If someone is not being treated like a leader, if people aren’t listening, it’s a good sign you don’t have a leader.

Our first VP Engineering, people were frustrated that he wouldn’t make a decision. It’s true, you never say, “I wish I had waited longer to fire him!”

Unless they sent all your IP to another company, it’s not personal. I’ve remained friends with a lot of people I’ve fired.

Student Q: What have you consciously done differently with the new company?

A: It’s such a different climate now. It’s so hard to hire, and the traffic between here and San Francisco is so intense, we made the decision to get two offices from Day 1: Los Altos, and San Francisco. Two days a week we’re in Los Altos, two days a week we’re in San Francisco. Now that we know each other well, we do one day each.

Student Q: Now that you’re on the board at Google, what do you wish you had a VMware? And vice versa — what did you do at VMware that you wish they did at Google?

A: I think Google was bolder. They knew not to sell, and I wish VMware had that…though I didn’t want to sell. Incredible quality, incredible people.

Student Q: Best piece of advice you’ve ever received? Worst?

A: Best: You can never overcommunicate. Worst: I was at a startup that did streaming video. I had a disagreement with the founders and I left. One of the investors told me, “You shouldn’t leave.

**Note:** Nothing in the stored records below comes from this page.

PR #3799, opened 2021-11-30
[CPSRE-205] Enable image push to GCR on commit to develop

dkolkena:
Testing addition of image push to container registry

### DIFF
--- a/scripts/docker.sh
+++ b/scripts/docker.sh
@@ -100,7 +100,7 @@ fi
 
 if [ "$1" = "deploy-commit" ]
 then
-  if [ -n "${CIRCLE_SHA1}" ]
+  if [[ -n "${CIRCLE_SHA1}" && -n "${GCR_IMAGE_NAME}" ]]
   then
     deploy_commit
   fi
--- a/scripts/docker.sh
+++ b/scripts/docker.sh
@@ -55,6 +55,15 @@ deploy_branch() {
   docker push "coralproject/talk:${CIRCLE_BRANCH}"
 }
 
+deploy_commit() {
+  SHORT_GIT_HASH=$(echo $CIRCLE_SHA1 | cut -c -6)
+  echo "==> tagging commit ${SHORT_GIT_HASH}"
+  docker tag "coralproject/talk:latest" "${GCR_IMAGE_NAME}:${SHORT_GIT_HASH}"
+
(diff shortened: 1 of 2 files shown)


dkolkena:
Test to verify CI pipeline - do not merge. (Not sure how to add the don't merge tag yet)

scripts/docker.sh
```diff
@@ -55,6 +55,15 @@ deploy_branch() {
   docker push "coralproject/talk:${CIRCLE_BRANCH}"
 }
 
+deploy_commit() {
+  SHORT_GIT_HASH=$(echo $CIRCLE_SHA1 | cut -c -6)
+  echo "==> tagging commit ${SHORT_GIT_HASH}"
+  docker tag "coralproject/talk:latest" "${GCR_IMAGE_NAME}:${SHORT_GIT_HASH}"
```
nick-funk, line 61: What do you think about passing the tag in directly to `docker.sh` as an argument when we call `docker.sh` so that we don't rely on the defaults of `coralproject/talk:latest` here?

I'm sure this works! It could be worthwhile to be specific in the tagging when we build the image instead of relying on an indirect re-tag though.

Let me know your thoughts 😄

nick-funk (approved):
I'm approving as this looks good and CI is showing it works properly. ✅ 

I made a comment, it's more of a discussion/possible cleanup, might be unnecessary though. Have a look, see if that seems reasonable. Feel free to merge regardless.

nick-funk:
> Test to verify CI pipeline - do not merge. (Not sure how to add the don't merge tag yet)

There are A LOT of menus and widgets in this GitHub UI. Not surprised that you missed it. It's on the right side named `Labels`. Click on the gear icon when in the `Conversation` tab of a PR.

image

scripts/docker.sh
dkolkena: I think that's a good idea, but because this is modeled after `deploy_latest()` and `deploy_branch()`, both of which include that string hard-coded already, I think it's a good idea to push this as is and abstract all of them together as a separate improvement if it becomes necessary.

wyattjoh: Thee `coralproject/talk:latest` was chosen intentially as it's the tag that's created when the `docker build ...` happens elsewhere in this script. This script creates many different tags, and it's not in this case linked to the branch name or tag name.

This is the biggest deal you’ll ever be involved with.”

Student Q: What steps did you take before you founded VMware?

A: VMware was my third startup. My husband Mendel had invented this idea, and he and his grad students were building the technology. The first thing that happened was that they put out a paper, and Bill G and Nathan M wanted to read the paper. So I told Mendel, you should get a patent on this. As it went along, I said, we should take this to the market, it could be really neat. About that time, I found out I was pregnant with our second kid. I thought, I’ll help get this off the ground, and then we’ll bring in a CEO.

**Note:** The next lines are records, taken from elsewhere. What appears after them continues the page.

PR #3803, opened 2021-12-03
[CORL-1697]: Enable pre-moderation across single sites

kabeaty:
## What does this PR do?

This adds the ability to configure pre-moderation for all comments across single sites for multi-site tenants. When this single site configuration is selected with one or more sites, those specific sites will have all of their comments pre-moderated. All other sites will have their comments post-moderated. This is for https://vmproduct.atlassian.net/browse/CORL-1697.

This adds `premoderateAllCommentsSites` to the settings. It also adds a `SINGLE_SITES_PRE` option to the `MODERATION_MODE`s.

I thought about adding `moderation` to `Site`s, but ultimately this seemed to make how we saved and retrieved the moderation information more complex. I was also thinking that it's starting to make sense to consolidate premoderation settings into a `PremoderationConfiguration`, with things like `premodLinksEnable`, `premoderateSuspectWords`, and `premoderateAllCommentsSites`. Or maybe a `ModerationConfiguration` that also includes the moderation mode? I didn't, however, make this change in the scope of this PR, but I'd be interested in others' thoughts on if I should, or if perhaps a new issue should be opened to address this.

## How do I test this PR?

- Test that the `SINGLE_SITES` option only shows up for multi-site tenants (`ON`/`OFF` should still be the options for single-site tenants)
- Test that `All sites` and `Off` options still pre-moderate/post-moderate all comments as expected
- Test that `Single sites` pre-moderates all comments for selected sites and not for others. Go to stream and add comments; see that they don't get added to the stream right away but go to pending moderation queue.
- Test that if `Single sites` is selected and no site is added, there is an error state that says at least one site must be selected
- Test that if a story is configured in the stream to pre-moderate all comments, this still works as expected, no matter which tenant option is selected


src/core/client/admin/routes/Configure/sections/Moderation/PreModerateAllCommentsConfig.tsx
```diff
@@ -0,0 +1,142 @@
...
+                You must select at least one site.
+              </ValidationMessage>
+            </Localized>
+          ) : null}
+        </div>
+      )}
+      <Field name="moderation" type="radio" value="POST">
+        {({ input }) => (
+          <RadioButton {...input} id={`${input.name}-POST`} disabled={disabled}>
+            <Localized id="configure-onOffField-off">
```
kabeaty, line 133: Is there any reason not to also use this localization here for the `Off` option, from the on/off field?

src/core/client/admin/routes/Configure/ConfigureRoute.tsx
```diff
@@ -29,6 +30,11 @@ class ConfigureRoute extends React.Component<Props, State> {
     data: Parameters<Props["updateSettings"]>[0]["settings"],
     form: FormApi
   ) => {
+    // This ensures sites aren't saved to premoderateAllCommentsSites
+    // if the SINGLE_SITES_PRE moderation mode isn't selected
+    if (data.moderation !== GQLMODERATION_MODE.SINGLE_SITES_PRE) {
```
nick-funk: Not a big deal, but for consistency sake, would mind if we renamed this  to `SINGLE_SITES_PREMOD`?

src/core/client/admin/routes/Configure/sections/Moderation/PreModerateAllCommentsConfig.tsx
nick-funk: Nah, this is fine. `configure-onOffField-off` is a generic component localization for the entirety of the configure form.

nick-funk (changes requested):
The code here is good, I only have one rename request for the enum.

I can't comment on it cause its empty, but it looks like `src/core/client/admin/routes/Configure/UpdatePremodSiteMutation.ts` isn't used and can be deleted?

src/core/client/admin/routes/Configure/ConfigureRoute.tsx
kabeaty: I was going for consistency here with the `PRE` moderation mode. Are you thinking for consistency with the `PREMOD` status for comments?

nick-funk: Oh, I see. My mistake! Yes, this is good. I see the `PRE` and `POST` in there. We can keep this the way you have it!

nick-funk (approved):

nick-funk (approved):
Re-reviewed, re-tested, approved.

Because one of my previous startups had been a little dysfunctional, I had us write the mission and vision, and had everyone sign it. I had my baby, and we were in this office where you could open the windows, and I’d bring my baby in because she could have fresh air.

Q: What’s hard about scaling?

A: The thing I remember as the hardest was space. Having enough space for everybody, anticipating it. It was during the bubble, and rents went up to $10/sf/month and they were asking for 10-year leases. That’s what put Donna Dubinsky out of business; that’s why she had to sell Palm.

Jerry: We went through a lot of office defrag. I opened the box at my desk, and it was my officemate from two moves ago, and he had already left the company.

Q: What advice do you think would be helpful to the students?

A: You can be an entrepreneur anywhere. You don’t have to start a company to be an entrepreneur. Everybody wants to start a company, which is a problem, because then there’s nobody to hire!

I was an entrepreneur before I started a company. We didn’t have great companies back then; they wouldn’t do new things. They wouldn’t jump off the elephant; they’d ride it right over the cliff.

If you have an idea and want to build something, figure out the best environment in which to do it — it might be a startup, but it might be a company. I did a lot of things I really enjoyed at big companies.